Face à ce verrouillage, l’opposition et une large part de la société civile ont forgé une formule qui a fait florès : le « coup d’État constitutionnel ». Plusieurs formations majeures, dont l’Alliance nationale pour le changement et les Forces démocratiques pour la République, ont boycotté les sénatoriales, qu’elles considèrent comme l’aboutissement d’un montage destiné à maintenir Gnassingbé au pouvoir à vie9. Leur grief de fond porte autant sur l’opacité du processus — le texte de la révision n’aurait même pas été rendu public avant son adoption — que sur son contenu7.

Cette lecture critique est largement relayée par des médias togolais d’opposition comme Icilome, qui décrit un scrutin « controversé » consacrant la perpétuation du système, et par des organisations comme le réseau CIVICUS, qui dénonce une « prise de pouvoir » et appelle la communauté internationale à réagir10. La revue universitaire Review of Democracy, éditée par l’Institut pour la démocratie de l’Université d’Europe centrale, va plus loin et qualifie l’ensemble du dispositif électoral de mise au service d’une « dictature personnaliste » togolaise11. Du côté du pouvoir, le récit est diamétralement opposé : les médias d’État, à l’image de l’agence officielle ATOP ou du site gouvernemental République togolaise, présentent ces scrutins comme un approfondissement de la décentralisation et un « renouveau institutionnel », la Cour constitutionnelle ayant validé chaque étape4. Entre ces deux récits, l’écart est total : ce que les uns célèbrent comme une modernisation démocratique, les autres le dénoncent comme un détournement légal des institutions.

Cette controverse n’est pas qu’une querelle intérieure. Elle se déroule dans un contexte de recompositions diplomatiques où les régimes africains contestés cherchent de nouveaux appuis. Lomé a multiplié les gestes vers des partenaires moins regardants sur la gouvernance, à l’image de l’expansion de l’influence russe en Afrique ou du poids grandissant de l’influence économique de la Chine sur le continent, deux puissances qui n’assortissent pas leurs financements de conditions démocratiques. Ce desserrement de l’étau occidental offre une marge de manœuvre précieuse à un pouvoir confronté aux critiques des bailleurs traditionnels.

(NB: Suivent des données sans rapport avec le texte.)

PR #226, opened 2026-06-04
ESP-IDF: add pytest to ble_gatt example

szczys:
This adds pytest to the ble_gatt example so that testing can easily be run locally. Make sure you have a gateway running, then follow the commands in the pytest/README.md file.

This copied from the http_client with minor changes (no wifi creds, etc.). While most of the harness could be reused between the two examples, I think that work should wait until we know we will have more examples.

This prepares the example for HIL testing once we get to adding BLE in the loop (relates to #119).


examples/esp_idf/ble_gatt/pytest/sdkconfig.pytest.defaults
```diff
@@ -0,0 +1 @@
+CONFIG_EXAMPLE_HTTP_CLIENT_SYNC_PERIOD_S=10
```
hasheddan: https://github.com/golioth/pouch/blob/18f62fa147a907f5f6ba765f887f749261d95105/examples/esp_idf/ble_gatt/main/Kconfig.projbuild#L11

```suggestion
CONFIG_EXAMPLE_SYNC_PERIOD_S=10
```

Perhaps worth making this consistent across examples?

scripts/pytest-pouch/pytest_pouch/esptool_v4_shim.py
hasheddan, line 1: I presume the idea behind copying is avoid making modular before we have more data on the needs of various examples (and potential reorganization). Would something like this, which appears to be verbatim the same across both examples (and shouldn't be impacted too much by any reorganization) be a candidate for pulling out now though?

szczys: Okay, good nudge. I'll work on getting the common parts implemented as a sub-harness of the plugin so they are reusable.

hasheddan (approved):
Nice work @szczys!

Le sang de juin et le verrou local

Le système n’a pourtant pas fonctionné sans heurts. En juin 2025, l’investiture de Gnassingbé comme président du Conseil — il a prêté serment le 3 mai 2025, tandis que Jean-Lucien Savi de Tové héritait du fauteuil présidentiel honorifique — a mis le feu aux poudres6. Du 26 au 28 juin, des manifestations ont éclaté à Lomé, portées par une nouvelle génération d’artistes et de blogueurs rassemblés sous la bannière du « Mouvement du 6 juin ». Leurs revendications mêlaient la flambée du coût de la vie, la hausse du prix de l’électricité, les arrestations politiques et le rejet du « coup d’État constitutionnel »12.

La répression a été brutale. Des organisations de la société civile togolaise ont fait état d’au moins sept morts, des corps retrouvés dans les cours d’eau de Lomé, ainsi que de dizaines d’arrestations arbitraires13. Le gouvernement a d’abord affirmé qu’il s’agissait de noyades, avant de reconnaître la présence d’« impacts de balle » sur trois corps repêchés dans la lagune de Bè13. Amnesty International et la Fédération internationale pour les droits humains ont réclamé des enquêtes indépendantes sur ce que la première qualifie de « répression violente »14. La Communauté économique des États de l’Afrique de l’Ouest, elle, s’est bornée à exprimer sa « préoccupation » et à appeler au dialogue — une réaction jugée tiède par les défenseurs des droits humains10.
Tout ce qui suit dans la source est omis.